Data Science Chair

    Our article "Density-based Weighting for Imbalanced Regression" has been accepted for the ECML PKDD 2021 journal track


    The article will be published in Springer's Machine Learning journal in the ECMLPKDD 2021 special issue.

    Our work deals with the problem of dataset imbalance in regression tasks and proposes a novel sample weighting approach called DenseWeight and a novel cost-sensitive learning approach based on DenseWeight called DenseLoss. Our methods allow machine learning models to be trained that focus more on performance for data points with rare target values compared to data points with more common target values. This is useful for tasks where rare cases are more important than more common cases, for example in precipitation estimation when extreme rainfall events are of particular interest.

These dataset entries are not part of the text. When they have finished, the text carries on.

PR #836, opened 2023-06-28
feat: ensure snippet is fully working on its own

jebreuer:
I just had to dig through some stuff and test until I got it working. Just want to save others the hassle. ;)


KnorpelSenf:
Using menus inside conversations has so many pitfalls that we no longer recommend doing this. Have a look at the current version of the page: https://grammy.dev/plugins/conversations#working-with-plugins

PR #828, opened 2023-06-26
Unrecommend using menus and conversations together

KnorpelSenf:
https://t.me/grammyjs/145782

PR #842, opened 2023-07-01
Fix Missing Chinese Translation in Code

grammyz:
ref #828


roj1512 (approved):
Why did I miss this so bad

PR #843, opened 2023-07-01
[ID] Change Title Pages in Plugins

fadzikri:
cc : @CikiMomogi

What is your opinion about this?


fadzikri:
Hey @CikiMomogi, would you agree this? that word "Tanpa" changed to "Nir". I mean like "Nirlaba" or something from "Endless" which meaning "Nirakhir" instead of "Tanpa Akhir".

But, I think it's also weird.

CikiMomogi:
> Hey @CikiMomogi, would you agree this? that word "Tanpa" changed to "Nir". I mean like "Nirlaba" or something from "Endless" which meaning "Nirakhir" instead of "Tanpa Akhir".
> 
> But, I think it's also weird.

You know, I was pretty stuck on finding the right translation of that "stateless question" phrase. But you nailed it. Adding "nir" is a brilliant idea. The meaning is more or less similar to "non-status question", but using the word "nir" sounds more suitable.

CikiMomogi:
Can you remove the changes that are not related to this PQ? Like changing a plugin list that belongs to another PQ.

fadzikri:
Sure.

PR #857, opened 2023-07-04
Fix spacing

CikiMomogi:


CikiMomogi:
The spacing between these two headers is too close https://grammy.dev/resources/comparison#summary

roj1512 (approved):
In CikiMomogi we trust.

PR #858, opened 2023-07-04
Convert and optimize the grammY logo and other assets

CikiMomogi:


KnorpelSenf:
Why add JPEG? They're several times larger than the PNGs

CikiMomogi:
No specific reason actually, just to provide more compatibility. I thought since we use JPEG for Telegram Instant-view, why not keep it in this folder in case it's needed someday.

KnorpelSenf:
We only do this for the keyboard screenshots because that is their original format. Everything else is PNG.

CikiMomogi:
Yes, we are not using the JPEG version of `Y` and `grammY`. It is just for convenient in case someone need them in JPEG format.

CikiMomogi:
Btw if you are wondering why `filter-query-size.png` is more smaller than `filter-query-size.jpg`, it is because we are adding the white background to the JPEG for better visibility. There reason I was choosing the JPEG format instead of PNG for the new file is because the former is more smaller in size.

KnorpelSenf:
> Yes, we are not using the JPEG version of `Y` and `grammY`.

Yes, we do use them.

> It is just for convenient in case someone need them in JPEG format.

Why? We already have PNG versions, which are better. What is the point of converting the assets to other formats that no one needs?

Maybe this is not clear.

1. Our own logos are designed as SVG, and are converted to PNG for IV and to WEBP for the web. (We can consider serving SVG files.)
2. Screenshots are taken as PNG, and are used as PNG on IV and converted to WEBP for the web.
3. The examples files from Telegram are downloaded as JPEG (ew, stupid) and are used as JPEG on IV (same servers) and then converted to WEBP for the web.

There is no reason to convert more files to JPEG.

CikiMomogi:
> Why? We already have PNG versions, which are better. What is the point of converting the assets to other formats that no one needs?
> There is no reason to convert more files to JPEG.

It's useless for us. I'm 100% agree. JPEG is there for people other than us that may need them (eventhough the precentage is very very small). Since it has no benefical to us, either delete them or save them, I have no problem at all.

> 2. Screenshots are taken as PNG, and are used as PNG on IV and converted to WEBP for the web.

Correction according to our current IV rules:

2.1 Screenshots are taken as PNG, and converted to WEBP (if it has a smaller size) for the web, and are used as JPEG on IV. Since PNG is not used at all, we can safely delete them.

2.2 Screenshots are taken as PNG, and are used as PNG on both IV and Web. (If the converted WEBP has a bigger size)

KnorpelSenf:
Yes, we should delete all files that are 100 % useless. We only keep the original versions of all files, as well as the stuff we actually serve (either on IV or on the web).

dcdunkan:
I thought we were going to convert all JPEGs to PNG. But right now, it seems like we have JPEGs for WEBPs and PNGs for SVGs.

CikiMomogi:
> I thought we were going to convert all JPEGs to PNG. But right now, it seems like we have JPEGs for WEBPs and PNGs for SVGs.

I don't mind though. Do you approve this, @roj1512 @KnorpelSenf ?

KnorpelSenf:
I see no reason to use JPEG for any graphic on the website We do not serve photos.

roj1512:
@KnorpelSenf Do you have a final thought on this or I can take it?

KnorpelSenf:
I think I have said everything that I think of this, feel free to take over

roj1512 (approved):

    Both the paper and the code will be made available in the next weeks.

    The paper can be found here. DenseWeight is available as a python package while our experiments are also available on github.

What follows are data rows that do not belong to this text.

Issue #855, opened 2023-07-04
Algolia crawling fails


KnorpelSenf:
`There was a blocking error and the crawler has been paused. Please resolve it before moving forward. Without intervention, the crawl will be discarded and retried on the next schedule (2 attempts remaining).`

![IMG_20230704_193726_301](https://github.com/grammyjs/website/assets/12952387/e8b77a44-574e-4990-99cf-f1c9cdba08c7)

Related: https://www.algolia.com/doc/tools/crawler/apis/configuration/

CikiMomogi:
Can you show me your crawler configuration?

KnorpelSenf:
We didn't configure it, it's Algolia that hosts it for us. They used to have their configuration stored in https://github.com/algolia/docsearch-configs/blob/master/configs/grammy.json and https://github.com/algolia/docsearch-configs/blob/master/deployed-configs/g/grammy.js but then the migrated their infrastructure to … something very different (I never really tried to understand it) and now it's stored somewhere on their servers.

I can try to dig through the dashboards in some time and see if I find anything that's related to this issue. Either way, the config has never been changed.

CikiMomogi:
> https://github.com/algolia/docsearch-configs/blob/master/configs/grammy.json

Ah, I think I found the culprit. They are looking for vuepress class which is doesn't exist. My cm-grammy.netlify.dev just got approval for their crawling program. I will try to do some experiment tonight and give you the fixed config asap (hopefully).

KnorpelSenf:
Don't bother. I got time to look into this. I found https://docsearch.algolia.com/docs/templates/#vitepress-template and will fix it now.

CikiMomogi:
Nice. Pretty outdated though. For example, lvl0 should select the active navlink in sidebar. Still better than nothing.

KnorpelSenf:
Yep it works pretty poorly, I'm still investigating

KnorpelSenf:
The old index for the VuePress site has these many records:
![image](https://github.com/grammyjs/website/assets/12952387/8c906dea-0368-43bc-b4a7-a6407763dd94)
The new config and the VitePress site only has these many:
![image](https://github.com/grammyjs/website/assets/12952387/154a9b4a-b5f6-4baf-8e92-7942a761b6e6)
So for some reason it does not find all the content. I am not sure why.

CikiMomogi:
Pretty much the same:

[...]

PR #861, opened 2023-07-05
Use Algolia search

CikiMomogi:
https://github.com/grammyjs/docs-bot/issues/21


CikiMomogi:
Mmm.. Why is it no returning any result?

CikiMomogi:
Maybe due to this https://github.com/grammyjs/website/issues/855?

KnorpelSenf:
No, the index just isn't updated anymore. It's still there. For example, the bot still works.

KnorpelSenf:
Did the search just got a lot faster? This seems to work much better than the internal search (on my device)

CikiMomogi:
That's possible. Maybe the build version is more optimized for Algolia.

CikiMomogi:
If only we could solve the limit result problem (currently max 5 results) and show multi-level results like vuepress does, I would prefer choose Algolia as the main search engine.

    In many real world settings, imbalanced data impedes model performance of learning algorithms, like neural networks, mostly for rare cases. This is especially problematic for tasks focusing on these rare occurrences. For example, when estimating precipitation, extreme rainfall events are scarce but important considering their potential consequences. While there are numerous well studied solutions for classification settings, most of them cannot be applied to regression easily. Of the few solutions for regression tasks, barely any have explored cost-sensitive learning which is known to have advantages compared to sampling-based methods in classification tasks. In this work, we propose a sample weighting approach for imbalanced regression datasets called DenseWeight and a cost-sensitive learning approach for neural network regression with imbalanced data called DenseLoss based on our weighting scheme. DenseWeight weights data points according to their target value rarities through kernel density estimation (KDE). DenseLoss adjusts each data point’s influence on the loss according to DenseWeight, giving rare data points more influence on model training compared to common data points. We show on multiple differently distributed datasets that DenseLoss significantly improves model performance for rare data points through its density-based weighting scheme. Additionally, we compare DenseLoss to the state-of-the-art method SMOGN, finding that our method mostly yields better performance. Our approach provides more control over model training as it enables us to actively decide on the trade-off between focusing on common or rare cases through a single hyperparameter, allowing the training of better models for rare data points.